I’m pretty sure my script will only work on Firefox 3. I’m using getElementsByClassName which I think wasn’t introduced until Firefox 3. Why aren’t you running it already?

Google AJAX APIs outside the browser

Google just announced their new Language API this morning. Unfortunately their API is another one of their AJAX APIs – that are designed to be used from JavaScript in web pages. These APIs are pretty cool for building client-side web applications – I used their AJAX Feeds API in my home page – but I had some ideas for server software that could use a translation API.

I remembered John Resig’s hack from a few months back, getting enough of the DOM in Rhino to run some of the jQuery unit tests. I pulled that down, wrote the bits of DOM that were missing and now I’ve got a Java and JavaScript environment for accessing Google’s AJAX APIs. Apart creating stubs for some methods that are called the main functionality I had to implement was turning Google’s APIs’ asynchronous script loading into the Rhino shell’s load(url) calls. They use <script src="... and document.createElement("script"), but both are pretty easy to catch. The upshot of this is that everything is synchronous. This subtly changes a lot of the interface. For example, my Language API example looks like this:

load('ajax-environment.js');
load('http://www.google.com/jsapi');
google.load('language', '1');
google.language.translate("Hello world", "en", "es", 
  function(result) { 
    print(result.translation);
  });

it of course prints: Hola mundo.

I’ve put the source up on github. Have a play, tell me what you think.

Out with the old, in with the goo(gle)

Some time ago I reworked my home page to feature content from various other sites I post to (blogs, flickr, delicious) by using some JSON tricks to pull in their feeds. I blogged about how to do this with Feedburner’s JSON API, so that my actual page was just static HTML and all the work was done client-side.

Last week I decided to revisit this using Google’s new AJAX feeds API. Feedburner‘s API never seemed to be well supported (it came out of a hackathon) and it forced me to serialize my requests. In the process I neatened up a bunch of the code.

Google’s API is pretty straight-forward. It uses a loader model that is similar to Dojo‘s dojo.require, so you load the main Google library:

<script src="http://www.google.com/jsapi?key=YOURAPIKEY"
  type="text/javascript"></script>

and then ask it to load their feed library:

google.load('feeds', '1');

They have a handy way of setting a callback to be called when the libraries are loaded:

google.setOnLoadCallback(function () { /* just add code */ });

By putting all three of these together we have a straight-forward way to execute code at the right time.

I refactored the code that inserts the feed data into the page a lot. I fleshed out the concept of input filters from simply filtering the title to filtering the whole item objects. This allows for a more flexible transformation from the information that is presented in the RSS feeds to information that I want to present to visitors to my page. In practice I only used it to remove my name from Twitter updates. Instead of hard-coding the DOM node creation like I did in the previous version of the code I moved to a theme model. The theme function takes a feed entry and returns a DOM node to append to the target DOM node.

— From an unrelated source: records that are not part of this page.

PR #1028, opened 2020-09-11
Effect - New functions

Morderon:
UnpackEvent - now displays ID, useful to tell linked applied effects. Additional notes: Linked effects that have been applied to a PC no longer report their left/right links, making their id the only way to tell that they are linked.

New functions:

GetTrueEffect(Count) - Use to loop through the effects (including those normally hidden, such like those from the race plugin or item properties)

RemoveEffectById - In case you want to remove the effect but all you have to work with is it's Id

SetEffectImmunityBypass - This bypasses effect level immunity, such as when you use an ApplyEffect Paralyze on a PC and immunity to mind spells blocks it.

ReplaceEffectByElement - A more specific ReplaceEffect as you can single out which effect to change.


Plugins/Effect/NWScript/nwnx_effect.nss
```diff
@@ -90,16 +91,40 @@ object NWNX_Effect_GetEffectExpiredCreator();
 /// @return Number of internal effects updated.
 int NWNX_Effect_ReplaceEffect(object obj, effect eOld, effect eNew);
 
-/// @}
+/// @brief Gets the true effect count
+/// @param oObjece The object to get the count of.
+/// @return the number of effects (item propertiies and other non-exposed effects included)
```
plenarius, line 96: Just some minor typos on this line: `properties` and previous line `oObject`

Plugins/Effect/Effect.cpp
```diff
@@ -285,4 +306,142 @@ ArgumentStack Effect::ReplaceEffect(ArgumentStack&& args)
...
+        if(auto *pObject = Utils::AsNWSObject(Globals::AppManager()->m_pServerExoApp->GetGameObject(objectId)))
+        {
+            auto element = Services::Events::ExtractArgument<int32_t>(args);
+              ASSERT_OR_THROW(element >= 0);
+              ASSERT_OR_THROW(element < pObject->m_appliedEffects.num);
+            auto eff = pObject->m_appliedEffects.element[element];
+
+            eff->m_sCustomTag = Services::Events::ExtractArgument<std::string>(args).c_str();
+
+            auto vector1z = Services::Events::ExtractArgument<float>(args);
```
mtijanic, line 356: Shouldn't this lot be in a ResolvePack() function or equivalent?

Plugins/Effect/Effect.cpp
```diff
@@ -285,4 +306,142 @@ ArgumentStack Effect::ReplaceEffect(ArgumentStack&& args)
     return found;
 }
 
+ArgumentStack Effect::GetTrueEffectCount(ArgumentStack&& args)
+{
+    int32_t retVal = 0;
+    auto objectId = Services::Events::ExtractArgument<ObjectID>(args);
+
+    if(objectId != Constants::OBJECT_INVALID)
```
mtijanic, line 314: Nit: no need for this check, `GetGameObject(OBJECT_INVALID)` will return nullptr, and AsNWSObject() of that will also be null. Same in other instances of this pattern.

Plugins/Effect/Effect.cpp
```diff
@@ -285,4 +306,142 @@ ArgumentStack Effect::ReplaceEffect(ArgumentStack&& args)
...
+    int32_t ret = 0;
+    auto objectId = Services::Events::ExtractArgument<ObjectID>(args);
+    if(objectId != Constants::OBJECT_INVALID)
+    {
+        if (auto *pObject = Utils::AsNWSObject(Globals::AppManager()->m_pServerExoApp->GetGameObject(objectId)))
+        {
+            auto id = Services::Events::ExtractArgument<std::string>(args);
+            auto it = std::find_if(id.begin(), id.end(), [](unsigned char c) { return !std::isdigit(c); });
+            if(!id.empty() && it == id.end())
+                ret = pObject->RemoveEffectById(std::stoi(id));
```
mtijanic, line 418: `std::stoi` converts it to a 32bit integer, but the effect ID is 64bit. You want `std::stol()`.
Also, there is no need to sanity check it with `std::isdigit` because the conversion functions will throw an exception if the conversion doesn't go smoothly, which NWNX will already catch and print.

Plugins/Effect/NWScript/nwnx_effect.nss
```diff
@@ -90,16 +91,40 @@ object NWNX_Effect_GetEffectExpiredCreator();
...
+
+/// @brief Removes effect by ID
+/// @param oObject The object to remove the effect from
+/// @param sID The id of the effect, can be retrieved by unpacking effects.
+/// @return FALSE/0 on failure TRUE/1 on success.
+int NWNX_Effect_RemoveEffectById(object oObject,  string sID);
+
+/// @brief Disables effect-level immunities.
+/// @param nEnable set to true to turn on.
+void NWNX_Effect_SetEffectImmunityBypass(int nEnable);
```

The flexibility of Google’s API let me abandon my separate code path for displaying my Flickr images. Previously I used Flickr’s own JSON feed API but since Google’s feed API supports returning RSS extensions I used the Flickr’s MediaRSS compliant feeds to show thumbnails and links. They even provide a handy cross-browser implementation of getElementsByTagNameNS (google.feeds.getElementsByTagNameNS) for us to use.

I’m tempted to write a client-side implementation of Jeremy Keith‘s lifestream thing using this API.

Take a look at the code running on my home page or check out the script.